Look through the material below. Return exactly the lines from the one with "ScreenRecording2024-02-07at5 58 07PM-ezgif" through the one with "-53,6 +55,10 @@", both included.

Material provided
****

PR #913, opened 2024-02-08
[Shopper Insights] Demo App Parity

scannillo:
See similar [iOS PR](https://github.com/braintree/braintree_ios/pull/1185). The goal is to align our Demo app's functionality for QA testers to easily use.

### Summary of changes

 - Add Venmo & PayPal Vault buttons to ShopperInsights demo for use after `getRecommendedPaymentMethods()` returns a result
    - Add Venmo & PP listeners
    - Add navigation logic to nonce creation & transaction.sale() screen
    - Disable Venmo & PP buttons until `getRecommendedPaymentMethods()` returns `isRecommended` booleans
 - Add default email & phone test values to trigger mocked API response

### Notes

- This demo requires that Settings select "Client Token" as the auth type
    - We should consider returning an error to the merchant if they attempt to use a tokenization key in follow up PRs
- There's a mixed use of "shopper" and "shopping" terminology throughout the demo app. Let's stay consistent and use "shopper" only in a follow-up PR

### Compare iOS & Android Demos

| iOS      | Android |
| ----------- | ----------- |
|  ScreenRecording2024-02-07at5 58 07PM-ezgif com-video-to-gif-converter | ScreenRecording2024-02-07at5 56 38PM-ezgif com-video-to-gif-converter       |

### Checklist

 - ~Added a changelog entry~
 - ~Relevant test coverage~

### Authors
@scannillo

### DIFF
--- a/Demo/src/main/java/com/braintreepayments/demo/ShopperInsightsFragment.kt
+++ b/Demo/src/main/java/com/braintreepayments/demo/ShopperInsightsFragment.kt
@@ -21,6 +21,8 @@ class ShopperInsightsFragment : BaseFragment() {
 
     private lateinit var responseTextView: TextView
     private lateinit var actionButton: Button
+    private lateinit var paypalVaultButton: Button
+    private lateinit var venmoButton: Button
     private lateinit var emailInput: TextInputLayout
     private lateinit var countryCodeInput: TextInputLayout
     private lateinit var nationalNumberInput: TextInputLayout
@@ -53,6 +55,10 @@ class ShopperInsightsFragment : BaseFragment() {
         nationalNumberInput = view.findViewById(R.id.nationalNumberInput)
         emailNullSwitch = view.findViewById(R.id.emailNullSwitch)
         phoneNullSwitch = view.findViewById(R.id.phoneNullSwitch)
+
+        emailInput.editText?.setText("PR1_merchantname@personal.example.com")
+        nationalNumberInput.editText?.setText("408-232-1001")
+        countryCodeInput.editText?.setText("1")
     }
 
     private fun setupActionButton() {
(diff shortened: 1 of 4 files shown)


scannillo:
For whatever reason the PaymentReady API was returning `false` for Venmo in the screenshots I recorded. I did test that the Venmo flow does properly return back to the Demo app.

Demo/src/main/java/com/braintreepayments/demo/ShopperInsightsFragment.kt
```diff
@@ -36,48 +50,123 @@ class ShopperInsightsFragment : BaseFragment() {
...
+            ShopperInsightsRequest(email, null)
+        }
+
+        shopperInsightsClient.getRecommendedPaymentMethods(
+            request
+        ) { result ->
+            when (result) {
+                is ShopperInsightsResult.Success -> {
+                    payPalVaultButton.isEnabled = result.response.isPayPalRecommended
+                    venmoButton.isEnabled = result.response.isVenmoRecommended
```
tdchow, line 113: Would we want to show/hide the button based on if the payment method is recommended instead of setting it to enabled/disabled? I was thinking that merchants would probably show/hide the button for their integration.

tdchow (approved):
Changes look good! Just had a question on how we want to handle when a payment method is recommended in the demo app.

Demo/src/main/java/com/braintreepayments/demo/ShopperInsightsFragment.kt
scannillo: Definitely - a merchant should not be disabling the Venmo or PayPal buttons 😆. Maybe we can 🏈 punt that for another PR and align with how iOS shows the buttons?

tdchow: Sounds good!

agedd (approved):
🚀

****

Result for this task
|  ScreenRecording2024-02-07at5 58 07PM-ezgif com-video-to-gif-converter | ScreenRecording2024-02-07at5 56 38PM-ezgif com-video-to-gif-converter       |

### Checklist

 - ~Added a changelog entry~
 - ~Relevant test coverage~

### Authors
@scannillo

### DIFF
--- a/Demo/src/main/java/com/braintreepayments/demo/ShopperInsightsFragment.kt
+++ b/Demo/src/main/java/com/braintreepayments/demo/ShopperInsightsFragment.kt
@@ -21,6 +21,8 @@ class ShopperInsightsFragment : BaseFragment() {
 
     private lateinit var responseTextView: TextView
     private lateinit var actionButton: Button
+    private lateinit var paypalVaultButton: Button
+    private lateinit var venmoButton: Button
     private lateinit var emailInput: TextInputLayout
     private lateinit var countryCodeInput: TextInputLayout
     private lateinit var nationalNumberInput: TextInputLayout
@@ -53,6 +55,10 @@ class ShopperInsightsFragment : BaseFragment() {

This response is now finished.